Extracted records
--- START ---

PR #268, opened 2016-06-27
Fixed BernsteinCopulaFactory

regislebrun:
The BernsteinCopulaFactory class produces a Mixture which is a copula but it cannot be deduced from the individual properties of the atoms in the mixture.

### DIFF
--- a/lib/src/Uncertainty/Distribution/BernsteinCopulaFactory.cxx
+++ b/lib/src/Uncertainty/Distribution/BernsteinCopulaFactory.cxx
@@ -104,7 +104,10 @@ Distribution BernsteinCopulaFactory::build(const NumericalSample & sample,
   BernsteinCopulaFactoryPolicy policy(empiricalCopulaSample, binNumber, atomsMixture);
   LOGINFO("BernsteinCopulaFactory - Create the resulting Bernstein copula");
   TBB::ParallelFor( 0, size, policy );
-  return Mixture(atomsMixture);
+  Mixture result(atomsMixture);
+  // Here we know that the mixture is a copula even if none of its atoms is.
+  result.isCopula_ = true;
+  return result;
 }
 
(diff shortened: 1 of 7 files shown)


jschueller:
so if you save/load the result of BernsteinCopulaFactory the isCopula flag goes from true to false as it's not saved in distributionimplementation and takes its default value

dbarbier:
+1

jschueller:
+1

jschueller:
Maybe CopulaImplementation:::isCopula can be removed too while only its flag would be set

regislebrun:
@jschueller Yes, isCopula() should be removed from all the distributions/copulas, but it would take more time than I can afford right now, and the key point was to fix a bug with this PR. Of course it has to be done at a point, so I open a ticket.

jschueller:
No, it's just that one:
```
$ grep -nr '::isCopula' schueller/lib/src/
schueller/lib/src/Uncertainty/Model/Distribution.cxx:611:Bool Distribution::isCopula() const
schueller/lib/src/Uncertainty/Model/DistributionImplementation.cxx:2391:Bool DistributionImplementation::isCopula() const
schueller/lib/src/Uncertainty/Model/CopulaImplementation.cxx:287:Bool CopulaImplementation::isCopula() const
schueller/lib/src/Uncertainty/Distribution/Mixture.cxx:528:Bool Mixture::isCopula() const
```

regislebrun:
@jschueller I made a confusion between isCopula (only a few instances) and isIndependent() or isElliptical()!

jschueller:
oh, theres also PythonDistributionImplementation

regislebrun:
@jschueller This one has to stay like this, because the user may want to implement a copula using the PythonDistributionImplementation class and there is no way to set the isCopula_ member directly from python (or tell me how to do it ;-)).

--- END ---
--- START ---

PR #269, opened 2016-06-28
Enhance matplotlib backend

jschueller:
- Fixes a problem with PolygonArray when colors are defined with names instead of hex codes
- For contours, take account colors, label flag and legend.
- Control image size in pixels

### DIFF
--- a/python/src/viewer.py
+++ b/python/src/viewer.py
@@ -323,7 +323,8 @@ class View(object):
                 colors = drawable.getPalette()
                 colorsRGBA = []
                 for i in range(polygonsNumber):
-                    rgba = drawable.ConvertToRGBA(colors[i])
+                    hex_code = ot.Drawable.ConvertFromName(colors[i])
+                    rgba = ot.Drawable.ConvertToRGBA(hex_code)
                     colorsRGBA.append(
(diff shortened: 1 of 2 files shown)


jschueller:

--- END ---
--- START ---

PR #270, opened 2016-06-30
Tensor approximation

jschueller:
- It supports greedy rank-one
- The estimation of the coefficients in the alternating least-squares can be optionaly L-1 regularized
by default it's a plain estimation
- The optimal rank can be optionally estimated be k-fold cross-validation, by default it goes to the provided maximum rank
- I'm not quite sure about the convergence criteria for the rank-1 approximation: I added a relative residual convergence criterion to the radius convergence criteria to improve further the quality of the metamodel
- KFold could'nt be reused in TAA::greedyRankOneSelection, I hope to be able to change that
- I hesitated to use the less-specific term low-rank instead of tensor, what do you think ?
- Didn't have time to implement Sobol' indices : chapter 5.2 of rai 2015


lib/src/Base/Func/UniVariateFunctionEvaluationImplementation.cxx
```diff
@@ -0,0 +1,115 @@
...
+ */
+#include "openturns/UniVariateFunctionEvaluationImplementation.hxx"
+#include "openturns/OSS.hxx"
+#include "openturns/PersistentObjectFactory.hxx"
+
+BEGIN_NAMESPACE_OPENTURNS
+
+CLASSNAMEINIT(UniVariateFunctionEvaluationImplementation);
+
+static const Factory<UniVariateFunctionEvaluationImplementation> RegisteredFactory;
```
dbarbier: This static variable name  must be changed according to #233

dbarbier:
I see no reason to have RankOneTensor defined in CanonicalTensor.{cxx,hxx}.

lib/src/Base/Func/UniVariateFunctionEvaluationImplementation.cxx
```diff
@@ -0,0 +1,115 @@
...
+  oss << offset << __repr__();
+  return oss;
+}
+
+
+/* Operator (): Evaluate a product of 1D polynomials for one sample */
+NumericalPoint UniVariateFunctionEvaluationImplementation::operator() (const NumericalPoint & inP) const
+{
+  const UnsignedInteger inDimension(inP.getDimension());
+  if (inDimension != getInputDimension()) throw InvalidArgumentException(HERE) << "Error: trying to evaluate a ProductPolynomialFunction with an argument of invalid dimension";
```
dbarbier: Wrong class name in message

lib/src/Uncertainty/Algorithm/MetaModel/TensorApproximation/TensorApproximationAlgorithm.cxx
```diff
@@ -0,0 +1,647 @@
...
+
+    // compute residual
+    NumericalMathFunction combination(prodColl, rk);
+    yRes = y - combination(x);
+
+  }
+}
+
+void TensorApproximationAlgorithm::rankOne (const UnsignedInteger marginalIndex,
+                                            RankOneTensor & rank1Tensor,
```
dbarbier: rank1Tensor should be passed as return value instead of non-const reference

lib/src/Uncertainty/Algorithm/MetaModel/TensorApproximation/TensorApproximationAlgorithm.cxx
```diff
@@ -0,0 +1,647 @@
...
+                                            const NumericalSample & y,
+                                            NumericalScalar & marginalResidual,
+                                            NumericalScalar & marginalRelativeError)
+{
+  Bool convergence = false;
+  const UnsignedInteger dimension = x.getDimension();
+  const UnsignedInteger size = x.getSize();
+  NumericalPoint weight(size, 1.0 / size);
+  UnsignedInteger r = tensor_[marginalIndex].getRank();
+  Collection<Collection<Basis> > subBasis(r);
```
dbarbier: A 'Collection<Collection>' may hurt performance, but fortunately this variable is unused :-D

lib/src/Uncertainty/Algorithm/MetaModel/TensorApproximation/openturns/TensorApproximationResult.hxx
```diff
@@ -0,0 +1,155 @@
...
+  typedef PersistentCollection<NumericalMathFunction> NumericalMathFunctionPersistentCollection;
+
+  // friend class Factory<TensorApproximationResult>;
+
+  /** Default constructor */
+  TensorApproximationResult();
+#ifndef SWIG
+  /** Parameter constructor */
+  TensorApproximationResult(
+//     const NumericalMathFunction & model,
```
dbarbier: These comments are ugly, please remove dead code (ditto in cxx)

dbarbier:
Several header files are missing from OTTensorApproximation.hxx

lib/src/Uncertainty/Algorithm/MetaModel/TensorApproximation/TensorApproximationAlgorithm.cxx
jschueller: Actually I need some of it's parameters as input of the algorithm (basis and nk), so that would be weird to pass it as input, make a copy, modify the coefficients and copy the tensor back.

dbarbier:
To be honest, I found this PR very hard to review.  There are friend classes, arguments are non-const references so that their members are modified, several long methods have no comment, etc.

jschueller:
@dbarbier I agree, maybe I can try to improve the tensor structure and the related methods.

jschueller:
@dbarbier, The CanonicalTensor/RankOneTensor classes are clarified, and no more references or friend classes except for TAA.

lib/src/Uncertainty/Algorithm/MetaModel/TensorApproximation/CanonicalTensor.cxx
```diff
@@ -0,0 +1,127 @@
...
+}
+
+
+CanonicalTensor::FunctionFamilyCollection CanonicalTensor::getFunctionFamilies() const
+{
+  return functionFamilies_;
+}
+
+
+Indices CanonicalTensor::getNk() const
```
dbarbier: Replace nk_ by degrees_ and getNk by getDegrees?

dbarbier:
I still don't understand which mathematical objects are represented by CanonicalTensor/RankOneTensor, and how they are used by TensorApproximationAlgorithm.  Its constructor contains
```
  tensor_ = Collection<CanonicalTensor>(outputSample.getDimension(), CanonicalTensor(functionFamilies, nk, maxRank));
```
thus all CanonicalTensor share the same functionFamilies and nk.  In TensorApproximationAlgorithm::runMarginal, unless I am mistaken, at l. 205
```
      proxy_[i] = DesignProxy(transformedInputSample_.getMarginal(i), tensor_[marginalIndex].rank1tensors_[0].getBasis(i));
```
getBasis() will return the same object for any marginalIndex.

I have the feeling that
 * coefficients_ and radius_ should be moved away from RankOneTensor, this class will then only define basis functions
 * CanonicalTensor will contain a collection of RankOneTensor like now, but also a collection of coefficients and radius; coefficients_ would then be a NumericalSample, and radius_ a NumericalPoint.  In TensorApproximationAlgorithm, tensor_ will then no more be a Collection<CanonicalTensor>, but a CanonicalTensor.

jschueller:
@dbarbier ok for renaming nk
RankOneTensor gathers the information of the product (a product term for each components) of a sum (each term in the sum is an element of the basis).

--- END ---

**GOAL OF THE EXERCISE:** Whenever the word "static" appears in a line above, copy that line.

**ANSWER BELOW:**
+static const Factory<UniVariateFunctionEvaluationImplementation> RegisteredFactory;
dbarbier: This static variable name  must be changed according to #233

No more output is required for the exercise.